Se trata aquí de una personalidad que requiere la ineludible presencia de una fuerza interior – perseverante, perenne – que nunca se arredra; ni aún en los momentos inciertos de niebla y hasta aquellos donde la oscuridad del espíritu se asemeja a lo absoluto.
Ese ámbito donde el común de los mortales disuelve su existencia como inútil hoja seca arrastrada hasta su pulverización por el arremolinado viento del otoño, no es obstáculo para quien su alma es proa que abre las aguas con el afán de descubrir nuevos puertos, otras regiones. Aquellas que – parafraseando a Carl Gustav Jung – sólo los poetas comprenderán porque no se trata de sitios físicos, susceptibles de percepción, sino aquellos propios de un mundo interior: el inmundo al que se refirió el filósofo triversitario Miguel Herrera Figueroa.

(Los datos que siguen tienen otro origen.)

PR #913, opened 2021-02-10
fix: Fix header text overlap bug

gorandalum:
The combination of a long header title and large accessibility font
size made the title text overlap with the left button text. With this
change, the left button and right button will be rendered below the
header title if they are to wide to be on the same line.

Tried adding the same logic for the animated header, but decided not to
invest the necessary time for making it work. The animated header, and
its usage in the disappearing header, is quite complex, and changes
there can be error-prone. Instead used a simpler solution with
fontscale, but the buttons will as of now not render below the title on
the animated header.

### DIFF
--- a/src/components/screen-header/animated-header.tsx
+++ b/src/components/screen-header/animated-header.tsx
@@ -1,7 +1,7 @@
 import React from 'react';
-import {Animated, View, ViewProps} from 'react-native';
+import {Animated, useWindowDimensions, View, ViewProps} from 'react-native';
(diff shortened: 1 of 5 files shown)


gorandalum:
Etter fiksing:
Screenshot 2021-02-09 at 15 27 40

mikaelbr:
>  animated header, and its usage in the disappearing header, is quite complex, and changes there can be error-prone

Yes. 😅

mikaelbr (approved):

Místicos, esotéricos y alquimistas hicieron suya la búsqueda de esa región cósmica. No fue ajeno a ello Ricardo Güiraldes.
“Su gran personalidad mística no puede retacearse”, ha dicho Ramachandra Buvanahalli Channe Gowda. Quien agrega: “Estamos frente a un místico que a fuerza de crecer en espíritu es universal, sin dejar por ello de ser auténticamente argentino” (1.-)

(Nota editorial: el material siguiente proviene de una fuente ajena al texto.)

PR #915, opened 2021-02-10
feat: Firebase (anonymous) Auth + Firestore fare contracts

cbrevik:
## Added:
* `@react-native-firebase/auth`
* `@react-native-firebase/firestore` 
* `@react-native-firebase/messaging` (needed for phone login)

## Changes
* Login automatically as anonymous user in Firebase
* Move nearly all ticket-related functionality to `src/tickets`
* Rewrite app to fetch tickets from Firestore
* Rewrite model for `FareContracts`, introduced concept of `TravelRight`s in the model. Also added a `type`-field with each travel right which will allow us to type guard and differentiate between the different travel right types.
* Also support "unknown" Tickets, but at the moment removed retrieval of them from Firestore

## TODOs
- [x] Differentiate between active and expired fare contracts

## Future stuff, stricken out of scope from this PR
- [ ] ~Better filter queries towards Firebase~
- [ ] ~Paginate expired tickets~
- [ ] ~Support forced refresh (in case for some reason Firebase hiccups)~


src/auth/AuthContext.tsx
```diff
@@ -0,0 +1,175 @@
...
+
+  const signOut = useCallback(async function () {
+    await auth().signOut();
+  }, []);
+
+  useEffect(() => {
+    if (state.isInitialized && !state.user) {
+      signInAnonymously();
+    }
+  }, [state.isInitialized]);
```
gorandalum, line 129: I've ran and tested this locally now and all seem good! Really nice including the log in/out buttons for local testing.

With that said I could not get a grasp on the flow of the login process just by reading this file. I had to start debugging and printing text to understand what was really happening. I think a couple comments and some small rearrangements could make the flow a little more clear for future maintainers.

Something like this?
```javascript
  // Subscribe to user changes. Will fire a onChangeEvent immediately on subscription.
  useEffect(
    () => auth().onUserChanged((user) => dispatch({type: 'SET_USER', user})),
    [],
  );

  // Sign in if the onChangeEvent fired immediately on subscription did not include user data.
  useEffect(() => {
    if (state.isInitialized && !state.user) {
      signInAnonymously();
    }
  }, [state.isInitialized]);
  ```

File: src/tickets/types.ts [hunk 2]
```diff
@@ -0,0 +1,138 @@
...
+  startDateTime: Timestamp;
+  endDateTime: Timestamp;
+  usageValidityPeriodRef: string;
+  userProfileRef: string;
+  authorityRefs: string[];
+  tariffZoneRefs: string[];
+};
+
+export type PreactivatedSingleTicket = PreactivatedTicket & {
+  type: 'PreActivatedSingleTicket';
```
gorandalum, line 40: Doesn't it need to be `Omit<PreactivatedTicket, 'type'> & { type: ... }`?

src/tickets/types.ts
```diff
@@ -0,0 +1,138 @@
...
+  OTHER = 9,
+  CANCELLED = 20,
+  REFUNDED = 21,
+}
+
+export type TravelRight = {
+  id: string;
+  status: TravelRightStatus;
+  type:
+    | 'PreActivatedSingleTicket'
```
gorandalum, line 22: Hmm, these types, are they actually necessary to store in Firestore? 

I'm thinking especially of the distinction between single ticket, period ticket and unknown ticket. Whether the ticket is activated or not must be in Firestore.

My thinking is that other product information is not included on the fare contract, but fetched from reference data by using the `fareProductRef`. And information whether it is a single ticket or period ticket product will probably also be present there (either directly or as metadata). Also if the `fareProductRef` does not point to a product we have in our reference data it will be an unknown ticket. My thinking is just that we should have a consistent pattern for what the source of information is, but of course there may be reasons making it necessary to store this in Firestore which I am unaware of now.

src/screens/Ticketing/Tickets/Tabs.tsx
```diff
@@ -35,19 +38,21 @@ export const BuyTickets: React.FC<Props> = ({navigation}) => {
...
-          accessibilityHint={t(TicketsTexts.buyTicketsTab.button.a11yHint)}
-          onPress={() =>
-            navigation.navigate('TicketPurchase', {
-              screen: 'PurchaseOverview',
-              params: {},
-            })
-          }
-        />
-      </View>
+      {isInitialized && !!abtCustomerId && (
```
gorandalum, line 41: Could `useAuthState` return a field `isSignedIn` (or something like it) which could be used instead? When I am reading this I am not sure if `isInitialized && !!abtCustomerId` actually is the equivalent as "isSignedIn" or if it actually is something else. Doing this could also prevent exposing fields like `isInitialized` from the auth hook, hiding more of the auth complexity from the other components.

gorandalum (approved):
I have added some comments, but approving as everything works great! 👍

src/auth/AuthContext.tsx
```diff
@@ -0,0 +1,175 @@
...
+const AuthContext = createContext<AuthContextState | undefined>(undefined);
+
+export default function AuthContextProvider({children}: PropsWithChildren<{}>) {
+  const [state, dispatch] = useReducer(authReducer, initialReducerState);
+  const {
+    preferences: {language},
+  } = usePreferences();
+
+  useEffect(() => {
+    if (language) auth().setLanguageCode(language);
```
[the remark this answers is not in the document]
cbrevik: Hm, I'm a bit unsure, seems like an indirect way to get at the language since the language returned from `useTranslation` is changed based on what is the set language in the `PreferencesContext`?

src/auth/AuthContext.tsx
cbrevik: Good idea, can add those!

src/tickets/types.ts
cbrevik: No the `type` will be forced to `PreActivatedSingleTicket` here. If I try to set anything else it will not compile.
image

package.json
```diff
@@ -30,9 +30,12 @@
     "@react-native-community/async-storage": "^2.0.0-rc.1",
     "@react-native-community/async-storage-backend-legacy": "^2.0.0-rc.1",
     "@react-native-community/masked-view": "^0.1.10",
-    "@react-native-firebase/analytics": "^7.6.7",
-    "@react-native-firebase/app": "^8.4.5",
-    "@react-native-firebase/remote-config": "^9.0.10",
+    "@react-native-firebase/analytics": "^10.5.1",
```
mikaelbr, line 33: These require cocoapods 1.10.0, no? Which is dependent on #925 ?

cbrevik: I do not get an error regarding 1.10.0 when using these, so would be cool if you could pull branch local and test :o

src/screens/Ticketing/Tickets/Tabs.tsx
cbrevik: We could probably talk about naming, but there is a difference between the two. Right now we're signing in automatically, but in the future we probably will not. So the `isInitialized` boolean signifies that we've initialized the auth-connection and attempted to fetch any existing users. In other words, when `isInitialized` is true, and there is no users signed in, you're free to attempt a sign in if you want.

The `abtCustomerId` is an id which is generated in the id-based backend after a user is signed in Firebase. This happens asynchronously, and might not be available right after a sign in. But we're unable to purchase or fetch any tickets without it, so we need to check its availability. Also we need to be able to retrieve the id itself. 

So, I'm not sure if a general `isSignedIn` from context will solve the issue in full. But I could distill it down further up in this component?

src/auth/AuthContext.tsx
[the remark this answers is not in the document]
gorandalum: My thinking was that we have logic in LanguageContext for determining the app language. Some weeks ago the logic was that Norwegian was default if no preferences set, but it was later changed to that the system language was default if no preferences set. Maybe later it will go back to being Norwegian as default if we include an easy way to switch to English in the onboarding dialog, as have been talked about. By using `language` from `useTranslation` we will piggyback that logic also here, if we want the auth dialog to always be in the same language as the app language.

src/tickets/types.ts
cbrevik: The generic nature of the travel rights in the id-based backend. As of now, you're right we could probably deduce from the data if it is a single ticket or period ticket. But later when we get things like travel cards, and "klippekort", not to mention other modes of transport or travel rights from other providers (than AtB), the deducing and complexity becomes intractable. So our thinking long-term is that if we let the backend deduce the ticket type, it allows us to make assumption about which data is included in the payload depending on the type.

src/tickets/types.ts
cbrevik: But might be another reason to use `Omit` that I'm not seeing instantly?

src/screens/Ticketing/Tickets/Tabs.tsx
cbrevik: I could maybe return a `isSignedIn` boolean depending on if `abtCustomerId` is set. But technically you are "signed in" to Firebase auth before `abtCustomerId` is set. And if generating that id is slow or fails, then `isSignedIn` would be false, even if it technically should be true. You do have a Firebase auth user which can be signed out, or do other things with.

src/tickets/types.ts
gorandalum: Ok. It may just be Intellij which does not handle this optimally then. Without the `Omit` it resolves usage of `type` to have two possible declarations, both the one from `PreactivatedTicket` and the one from `PeriodTicket`. Although it I see that the typescript compiler gives no error.

src/auth/AuthContext.tsx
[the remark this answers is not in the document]
cbrevik: Alright, I can see that argument, preferences does not have logic itself for deciding language. I'll change it 👍🏻

package.json
mikaelbr: Seems as `@react-native-firebase/app@10.8.0` depends on `Firebase/CoreOnly ~> 7.6.0` which in turn depends on pods 1.10.0. But `10.5.0` as used here is good. Though there are some inconsistencies when merging with the main branch now.

src/screens/Ticketing/Tickets/Tabs.tsx
gorandalum: The suggestion `isSignedIn` was based on my interpretation of `isInitialized && !!abtCustomerId`, which I now understand has more nuances that just being signed in. But I think my misinterpration gives even more incentive to find a better named field for the logic represented by `isInitialized && !!abtCustomerId`, and maybe with some jsdoc.

src/tickets/types.ts
gorandalum: Sounds good, as long as it is a deliberate decision I'm happy!

src/screens/Ticketing/Tickets/Tabs.tsx
cbrevik: Sure, added some more comments and better naming for `isInitialized`

src/tickets/types.ts
cbrevik: It doesn't give an error for you? What's the code you're trying? For the above code I'm getting the following when trying the compiler:
```bash
∟ yarn tsc
yarn run v1.22.10
$ /Users/christianbrevik/Dev/AtB/mittatb-app/node_modules/.bin/tsc
src/tickets/types.ts:48:3 - error TS2322: Type '"UnknownTicket"' is not assignable to type '"PreActivatedPeriodTicket"'.

48   type: 'UnknownTicket',
     ~~~~

  src/tickets/types.ts:21:3
    21   type:
         ~~~~
    The expected type comes from property 'type' which is declared here on type 'PeriodTicket'
```

gorandalum: Yeah, I get the error, so no problem there. It is when reading the `type` it is not handled optimally in Intellij, as it interprets that `type` has two definitions. But no biggie, the typescript compiler is not confused!

Screenshot 2021-02-15 at 09 58 05
Screenshot 2021-02-15 at 09 58 24

mikaelbr (approved):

Don Ricardo es un verdadero alquimista. No utiliza retortas, alambiques ni crisoles. Él se convierte a sí mismo en laboratorio. Su producto acabado, la Piedra Filosofal que obtiene, la Fuente de la Juventud, es – precisamente – su obra literaria. En particular, claro está, Don segundo Sombra, una novela donde el protagonista atraviesa todos los pasos que corresponden al Héroe Solar de cualquier mitología y época, en su proceso para desarrollar una consciencia adulta capaz de permitirle convertirse en único e irrepetible, sin mascaras, sin engaños, sin hipocresías. Una persona sostenida por tres pilares que hacen a las veces de cimientos: un hombre pleno de libertad, de espíritu desplegado y cabal en la racionalidad para la toma de decisiones acertadas. No es, por supuesto, el alquimista sesgado que suponen los profanos: un solitario mezquino persiguiendo modificar las moléculas de un trozo de plomo en oro.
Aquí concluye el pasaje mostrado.